== Work instruction ==
Could you retype all of the data below exactly as given?

[Data records]

--- --- ---

PR #231, opened 2017-05-27
Continuous import

ralsina:
Merging even as WIP


v7/continuous-import/README.md
```diff
@@ -0,0 +1,31 @@
+The continuous import plugin lets Nikola work as a hub for the different
```
Kwpolska: Using an underscore in the plugin directory name would be better.

ralsina: ok, changing

PR #243, opened 2017-07-26
Localsearch non root context

### LINKED ISSUE #242: [localsearch]: Works only for nikola within the root context
* OK: SITE_URL="http://my-server.com/"
* KO: SITE_URL="http://my-server.com/nikola/"

uli-heller:
Fixes #242.

Please note: I reordered conf.py.sample to match the ordering within conf.py. This is not required for #242.

Related to #242: It is important to prepend the SITE_URL when loading via javascript. My python skills
are very low. I didn't succeed in adding a `.format()` to the complete BODY_END, maybe since there are
extra brackets within the string. So I splitted BODY_END into parts and used `format()` only on the middle
part.

### DIFF
--- a/v7/localsearch/conf.py.sample
+++ b/v7/localsearch/conf.py.sample
@@ -32,17 +32,22 @@ BODY_END = """
   </div>
 </div>
 <script>
+"""
+BODY_END += """
+    var siteUrl = "{siteUrl}"
+""".format(siteUrl = SITE_URL)
+BODY_END += """
 $(document).ready(function() {
     $.when(
-        $.getScript( "/assets/js/tipuesearch_set.js" ),
-        $.getScript( "/assets/js/tipuesearch.js" ),
+        $.getScript( siteUrl + "/assets/js/tipuesearch_set.js" ),
+        $.getScript( siteUrl + "/assets/js/tipuesearch.js" ),
         $.Deferred(function( deferred ){
             $( deferred.resolve );
         })
     ).done(function() {
         $('#tipue_search_input').tipuesearch({
             'mode': 'json',
-            'contentLocation': '/assets/js/tipuesearch_content.json'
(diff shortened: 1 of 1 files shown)


v7/localsearch/conf.py.sample
```diff
@@ -28,17 +32,22 @@ BODY_END = """
   </div>
 </div>
 <script>
+"""
+BODY_END += """
```
Kwpolska: Do it in one assignment, using string concatenation instead. Also, use `json.dumps()` to escape the URL properly (adds quotes).

uli-heller:
Am 26.07.2017 um 16:51 schrieb Chris Warrick:
> Do it in one assignment, using string concatenation instead.

I've done this.

> Also, use |json.dumps()| to escape the URL properly (adds quotes). 
I don't get this. Do you mean

* I should use `...+json.dumps(SITE_URL)+...`
* instead of `...+SITE_URL+...` ?

Does this work within conf.py? I'm not sure where to put the `import 
json` within
this file.

Thanks + best regards, Uli

-- 
Uli Heller

daemons point Gesellschaft für Datenverarbeitung mbH
Zahn-Nopper-Straße 1-3, 70435 Stuttgart
Internet: www.daemons-point.com
Mobil: +49 17273 05646, Tel: +49 711 806708 0, Fax: +49 711 806708 19
mailto:uli.heller@daemons-point.com

Kwpolska:
Put `import json` at the top of your conf.py.sample file, and then use:

    var siteUrl = """ + json.dumps(SITE_URL) + """

(note the removed single quotes)

uli-heller:
Done. Thanks a lot for your advice.

Kwpolska:
Thanks for fixing this!

uli-heller:
Thanks for pulling!

PR #248, opened 2017-09-15
Adapted to Nikola v8. Changed some incompatible legends

marian-vignau:
Fix bugs that prevent plugin from render, changing "Recent Posts" to "Newer posts" and "Archives" to "Archive"


felixfontein:
For me, the v7 plugin was working fine with Nikola v8.

Kwpolska:
I ran a `diff`, only the templates were changed to substitute messages. As such, we have to refuse this change — the Nikola v7 plugin works fine, as long as you read the README file and add the missing translations by yourself.

felixfontein:
Or use a different (customized) template. The included ones are only examples.

PR #251, opened 2018-01-07
Making hierarchical_pages v8 ready (new metadata scanning).

felixfontein:
The only difference to the v7 version is `metadata_extractors_by=self.site.metadata_extractors_by` in the `Post` constructor. (And adjusting the documentation.)


felixfontein:
Thanks for merging!

PR #257, opened 2018-03-08
[WIP] add new uuid-based shortcodes for the v8 compiler plugins that lack it

ralsina:
* new shortcode support for v8/kramdown
* wiki (mediawiki) plugin is broken because smc.mw is broken, so deleted
* txt2tags is py2-only and v8 is py3-only so deleted


ralsina:
I think this is all that can be done, details at https://github.com/getnikola/nikola/issues/2752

--- --- ---

== Answer space ==
PR #231, opened 2017-05-27
Continuous import

ralsina:
Merging even as WIP


v7/continuous-import/README.md
```diff
@@ -0,0 +1,31 @@
+The continuous import plugin lets Nikola work as a hub for the different
```
Kwpolska: Using an underscore in the plugin directory name would be better.

ralsina: ok, changing

PR #243, opened 2017-07-26
Localsearch non root context

### LINKED ISSUE #242: [localsearch]: Works only for nikola within the root context
* OK: SITE_URL="http://my-server.com/"
* KO: SITE_URL="http://my-server.com/nikola/"

uli-heller:
Fixes #242.

Please note: I reordered conf.py.sample to match the ordering within conf.py. This is not required for #242.

Related to #242: It is important to prepend the SITE_URL when loading via javascript. My python skills
are very low. I didn't succeed in adding a `.format()` to the complete BODY_END, maybe since there are
extra brackets within the string. So I splitted BODY_END into parts and used `format()` only on the middle
part.

### DIFF
--- a/v7/localsearch/conf.py.sample
+++ b/v7/localsearch/conf.py.sample
@@ -32,17 +32,22 @@ BODY_END = """
   </div>
 </div>
 <script>
+"""
+BODY_END += """
+    var siteUrl = "{siteUrl}"
+""".format(siteUrl = SITE_URL)
+BODY_END += """
 $(document).ready(function() {
     $.when(
-        $.getScript( "/assets/js/tipuesearch_set.js" ),
-        $.getScript( "/assets/js/tipuesearch.js" ),
+        $.getScript( siteUrl + "/assets/js/tipuesearch_set.js" ),
+        $.getScript( siteUrl + "/assets/js/tipuesearch.js" ),
         $.Deferred(function( deferred ){
             $( deferred.resolve );
         })
     ).done(function() {
         $('#tipue_search_input').tipuesearch({
             'mode': 'json',
-            'contentLocation': '/assets/js/tipuesearch_content.json'
(diff shortened: 1 of 1 files shown)


v7/localsearch/conf.py.sample
```diff
@@ -28,17 +32,22 @@ BODY_END = """
   </div>
 </div>
 <script>
+"""
+BODY_END += """
```
Kwpolska: Do it in one assignment, using string concatenation instead. Also, use `json.dumps()` to escape the URL properly (adds quotes).

uli-heller:
Am 26.07.2017 um 16:51 schrieb Chris Warrick:
> Do it in one assignment, using string concatenation instead.

I've done this.

> Also, use |json.dumps()| to escape the URL properly (adds quotes). 
I don't get this. Do you mean

* I should use `...+json.dumps(SITE_URL)+...`
* instead of `...+SITE_URL+...` ?

Does this work within conf.py? I'm not sure where to put the `import 
json` within
this file.

Thanks + best regards, Uli

-- 
Uli Heller

daemons point Gesellschaft für Datenverarbeitung mbH
Zahn-Nopper-Straße 1-3, 70435 Stuttgart
Internet: www.daemons-point.com
Mobil: +49 17273 05646, Tel: +49 711 806708 0, Fax: +49 711 806708 19
mailto:uli.heller@daemons-point.com

Kwpolska:
Put `import json` at the top of your conf.py.sample file, and then use:

    var siteUrl = """ + json.dumps(SITE_URL) + """

(note the removed single quotes)

uli-heller:
Done. Thanks a lot for your advice.

Kwpolska:
Thanks for fixing this!

uli-heller:
Thanks for pulling!

PR #248, opened 2017-09-15
Adapted to Nikola v8. Changed some incompatible legends

marian-vignau:
Fix bugs that prevent plugin from render, changing "Recent Posts" to "Newer posts" and "Archives" to "Archive"


felixfontein:
For me, the v7 plugin was working fine with Nikola v8.

Kwpolska:
I ran a `diff`, only the templates were changed to substitute messages. As such, we have to refuse this change — the Nikola v7 plugin works fine, as long as you read the README file and add the missing translations by yourself.

felixfontein:
Or use a different (customized) template. The included ones are only examples.

PR #251, opened 2018-01-07
Making hierarchical_pages v8 ready (new metadata scanning).

felixfontein:
The only difference to the v7 version is `metadata_extractors_by=self.site.metadata_extractors_by` in the `Post` constructor. (And adjusting the documentation.)


felixfontein:
Thanks for merging!

PR #257, opened 2018-03-08
[WIP] add new uuid-based shortcodes for the v8 compiler plugins that lack it

ralsina:
* new shortcode support for v8/kramdown
* wiki (mediawiki) plugin is broken because smc.mw is broken, so deleted
* txt2tags is py2-only and v8 is py3-only so deleted


ralsina:
I think this is all that can be done, details at https://github.com/getnikola/nikola/issues/2752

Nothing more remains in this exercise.